17946409. COMPILING OF TASKS FOR STREAMING OPERATIONS AT NEURAL PROCESSOR simplified abstract (Apple Inc.)

From WikiPatents
Jump to navigation Jump to search

COMPILING OF TASKS FOR STREAMING OPERATIONS AT NEURAL PROCESSOR

Organization Name

Apple Inc.

Inventor(s)

Sayyed Karen Khatamifard of Bellevue WA (US)

Thomas G. Anderl of Seattle WA (US)

Alexander J. Kirchhoff of Seattle CA (US)

Keith Wyss of Seattle WA (US)

Dylan H. Rush of Mountlake Terrace WA (US)

Chenfan Sun of SHORELINE WA (US)

Jeffrey D Marker of Pleasant View UT (US)

COMPILING OF TASKS FOR STREAMING OPERATIONS AT NEURAL PROCESSOR - A simplified explanation of the abstract

This abstract first appeared for US patent application 17946409 titled 'COMPILING OF TASKS FOR STREAMING OPERATIONS AT NEURAL PROCESSOR

Simplified Explanation

The patent application relates to compiling neural network operations into tasks that can be performed in a streaming manner by a neural processor. Tasks associated with multiple layers of the neural network are performed simultaneously in an overlapping manner to improve efficiency. Memory usage during streaming operation is optimized by assigning tasks with similar completion times to the same portion of memory, which can be flushed after completion to make space for new tasks. Additionally, multiple tasks can be combined into a single task to further enhance efficiency.
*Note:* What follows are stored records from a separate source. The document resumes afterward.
PR #39, opened 2019-03-29
Correct elf2tab detection.

jrvanwhy:
libtock-c's app makefile would try to detect whether elf2tab exists, and install it if not. It detected whether elf2tab exists by attempting to feed it a specific set of arguments and looking at whether it displayed output.

Prior to https://github.com/tock/elf2tab/commit/ecbb6039b79397b7c6cab606d34ed8c77faf7b50, elf2tab would spit out a help page with this set of arguments. However, a newer elf2tab will not output anything, causing the Makefile to try to install elf2tab.

This patch attempts to detect elf2tab using the `which` utility rather than calling elf2tab, which will hopefully be a more robust detection mechanism.

### DIFF
--- a/.travis.yml
+++ b/.travis.yml
@@ -33,7 +33,7 @@ os:
   - linux
 
 rust:
-  - nightly-2018-06-26
+  - stable
 
 before_install:
   - ./.travis-install-gcc
--- a/Configuration.mk
+++ b/Configuration.mk
@@ -34,7 +34,7 @@ TOCK_ARCHS ?= cortex-m0 cortex-m3 cortex-m4
 
 # Check if elf2tab exists, if not, install it using cargo.
 ELF2TAB ?= elf2tab
-ELF2TAB_EXISTS := $(shell $(ELF2TAB) -o k --stack 1 --app-heap 1 --kernel-heap 1 2> /dev/null)
+ELF2TAB_EXISTS := $(shell $(SHELL) -c "command -v $(ELF2TAB)")
 ifndef ELF2TAB_EXISTS
   $(shell cargo install elf2tab)
 endif


jrvanwhy:
It looks like my fix doesn't work in Travis -- it seems to think that elf2tab is unavailable.

Any other ideas on how we can detect it?

brghena:
That's frustrating. I just tried and `which` works fine on MacOS.

brghena:
Actually, the problem in travis is that elf2tab fails to compile. "error[E0658]: use of unstable library feature 'proc_macro' (see issue #38356)", which isn't a problem on my machine. Is Travis using an old version of Rust?

jrvanwhy:
Is it expected for the Makefile to be installing elf2tab? I would've expected elf2tab to be part of the Travis setup, not something dynamically installed in CI.

ppannuto:
As a user convenience, I think it is expected for the build system to
install elf2tab if needed. There was a goal of minimal manual steps to get
going on Tock.

I’m not so surprised that the CI is leveraging / effectively testing that
mechanism rather than manually installing

ppannuto:
Re which on CI, be careful that the default shell used by make in Travis
environment (and some other Linux boxes) is sh not bash. I know on Mac and
I believe on Ubuntu it defaults to bash rather than sh, so things can seem
to work locally and break in CI

jrvanwhy:
Thanks Pat, I did some research and replaced it with a solution that Stack Overflow claims is more portable: https://unix.stackexchange.com/questions/85249/why-not-use-which-what-to-use-then

Regardless, the build is still failing, presumably because of the outdated compiler. Has this not been a persistent issue?

jrvanwhy:
I just altered the rust version in `.travis.yml` and now Travis seems happy with this PR.

jrvanwhy:
There is a rust-toolchain file in elf2tab (set to `stable`), but I don't see how that would impact what toolchain is used with `cargo install`. I don't think `rustup` could determine what toolchain it needs to invoke, and once it starts running `cargo` it's too late to switch toolchains.

brghena:
Yeah. I've run into this issue before. I don't use Rust for anything other than Tock, which manages which version is installed for its directory only. So when I'm in other repositories, which version of Rust I'm on is pretty random (2017-02-24 in this case). A `rustup default stable` seems to solve that. I wonder if we should suggest such things in a README somewhere.

alevy:
>  I don't think rustup could determine what toolchain it needs to invoke, and once it starts running cargo it's too late to switch toolchains.

I think we can start using the `edition` field in Cargo.toml to help? That's stable now

jrvanwhy:
> > I don't think rustup could determine what toolchain it needs to invoke, and once it starts running cargo it's too late to switch toolchains.
> 
> I think we can start using the `edition` field in Cargo.toml to help? That's stable now

`edition` is for Rust editions, which are independent of (orthogonal to) toolchain versions. Regardless, `cargo install` doesn't see the crate's source until well after `rustup` selects the toolchain to run.

As-is, I don't think `cargo install` can be reliable unless the user is using a recent `cargo` -- in general it cannot install binaries that use Rust features newer than itself.

PR #40, opened 2019-05-07
make: support multiple toolchains

bradjc:
Before we assumed that `arm-none-eabi` would be able to compile code for all Tock architectures. With riscv that is no longer the case. This makes the toolchain a variable as well.

I definitely made this quickly and wanted to get it into its own branch because we need something like it to support riscv in the future.

I'm also realizing that `riscv64-unknown-elf` isn't going to be a simple swap in, at least because of PIC. So that is going to take some hacking, but I wanted to at least get a first draft of a mechanism to support different toolchains for different architectures in a pr.

### DIFF
--- a/AppMakefile.mk
+++ b/AppMakefile.mk
@@ -47,7 +47,7 @@ ifneq "$$(wildcard $(1)/include)" ""
 endif
 
 # Add arch-specific rules for each library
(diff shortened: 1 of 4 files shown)


alevy:
CMake would/will help with this.... a lot :)

bradjc:
I'm sure Pat will not like my wholesale commenting out of old compiler checks!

  • Spatially partitioned tensor for streaming operation
  • Simultaneous execution of tasks from multiple layers
  • Efficient memory usage through task assignment
  • Coalescing multiple tasks into a single task

Potential Applications

This technology can be applied in various fields such as:

  • Real-time image and video processing
  • Natural language processing
  • Autonomous vehicles
  • Robotics

Problems Solved

The technology addresses the following issues:

  • Memory inefficiency during neural network operations
  • Slow processing speeds in traditional neural processors
  • Inefficient task execution in neural networks

Benefits

The benefits of this technology include:

  • Improved efficiency in neural network operations
  • Faster processing speeds
  • Optimal memory usage
  • Enhanced performance in real-time applications

Potential Commercial Applications

The technology can be commercially applied in:

  • Edge computing devices
  • Cloud computing servers
  • AI accelerators
  • Smart cameras

Possible Prior Art

One possible prior art could be the use of parallel processing techniques in neural networks to improve performance and efficiency. Another could be the optimization of memory usage in neural processors for faster task execution.

Unanswered Questions

How does this technology compare to existing parallel processing techniques in neural networks?

The article does not provide a direct comparison to existing parallel processing techniques in neural networks. It would be interesting to see a performance comparison in terms of speed and efficiency.

What impact does coalescing tasks have on the overall performance of the neural processor?

The article mentions the coalescing of tasks to reduce the number of tasks, but it does not delve into the specific impact this has on the performance of the neural processor. It would be beneficial to understand how this optimization affects processing speeds and efficiency.


Original Abstract Submitted

Embodiments relate to compiling neural network operations into tasks that may be performed in a streaming manner by a neural processor. In a streaming operation, a tensor is spatially partitioned, and tasks associated two or more layers of the neural network are performed simultaneously in an overlapping manner. To enable efficient memory usage during streaming operation, a subset of the tasks having completion times close in time are assigned to a same portion of memory in the neural processor during a compilation process. After the tasks assigned to the same portion of the memory is finished, the portion of the memory may be flushed to make space for subsequent tasks. Multiple tasks may also be coalesced into a single task to reduce the number of tasks and more efficiently perform the operations at the neural processor.